If you do not know the exact amounts of the starting substances, you will have to act empirically. That is, first separate the sediment from the solution (by filtering or using a conventional funnel, or using a Buchner funnel). Then dry it thoroughly and weigh it on an analytical scale. This way you will get a fairly accurate result.

Well, if you know the exact amounts of substances that reacted, then everything will be much easier. For example, initially there were 28.4 grams of sodium sulfate and 20.8 grams of barium chloride. How many grams of sediment was formed?

Write the correct chemical reaction equation: Na2SO4 + BaCl2 = BaSO4 + 2NaCl.As a result of this reaction, an almost insoluble substance is formed – barium sulfate, which instantly falls out as a dense white precipitate.

Calculate which of the substances was taken in the lack, and which-in excess. To do this, calculate the molar masses of the initial reagents:46 + 32 + 64 = 142 g/mol - molar mass of sodium sulfate;

137 + 71 = 208 g/mol is the molar mass of barium chloride.That is, 0.2 mol of sodium sulfate and 0.1 mol of barium chloride entered into the reaction. The sodium sulfate were taken in excess, therefore, all barium chloride has reacted.

Calculate the amount of sediment formed. To do this, divide the molecular weight of barium sulfate by the molecular weight of barium chloride and multiply the result by the amount of the starting substance:20.8 * 233/208 = 23.3 grams.

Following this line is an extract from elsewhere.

Issue #257, opened 2023-08-03
Support more theme tokens


yukukotani:
[The doc](https://www.kuma-ui.com/docs/Theme/CustomizingTheme#theme-tokens) says that kuma-ui want to support more theme tokens. To follow [Chakra UI](https://chakra-ui.com/docs/styled-system/theme), we need to implement the primitive tokens below:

What if sodium sulfate was in short supply? Let's assume that the reaction would not be 28.4 grams of this salt, but 5 times less – only 5.68 grams. And there is absolutely nothing complicated. 5.68 grams of sodium sulfate is 0.04 mol. Consequently, only 0.04 mol of barium chloride, i.e. 0.04 x 208 = 8.32 grams, could also react with this amount of this salt. Only 8.32 grams of the original 20.8 grams reacted.

Multiplying this value by the ratio of molar masses of barium sulfate and barium chloride, you get the answer: 8.32 * 233/208 = 9.32 grams of sediment.